友人として、呑み仲間として、ぼくの悩み事の相談者として、そしてぼくが非常勤講師で担当している関西大学社会学部マスコミュニケーション学専攻ジャーナリスト養成プログラム(JP)の“相方”として、おつき合いしているお人です。
矢野さんは「反戦」「差別」「人権」を旗頭に、大阪から発信しているジャーナリスティックな月刊新聞『うずみ火』の代表を務めてはります。
非常に熱血漢で、ほんま、がんばってるな~と常々、感心しています。もちろん教え子にもすごく慕われてはります。しばしば酒に呑まれることがあるのをちと心配しておりますが……。

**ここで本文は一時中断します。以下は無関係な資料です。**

PR #123, opened 2022-04-07
Skipping test cases if resources they rely on are not detected

edcdavid:
Verified each test to make sure that they would skip if not finding a required resources (pods, containers, operators, etc)
Added 2 generic function:
- SkipIfEmptyAny: takes a list of resources to check for and skip the test if any of them are empty
- SkipIfEmptyAll: takes a list of resources to check for and skip the test if all of them are empty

『うずみ火』ってどんな新聞なのか気になった人、まずは新聞うずみ火電子版を覗いてみてください。
その『うずみ火』で、ぼくが連載していた『スクリーン・ウォーズ』(反戦をテーマにした映画)と、その後、連載を続けている『ときめきシネマ 武部好伸のオススメ映画』(新作)の掲載分をこのブログで紹介してもいいですか~と打診したところ、「いいですよ」と快諾してくれはりました。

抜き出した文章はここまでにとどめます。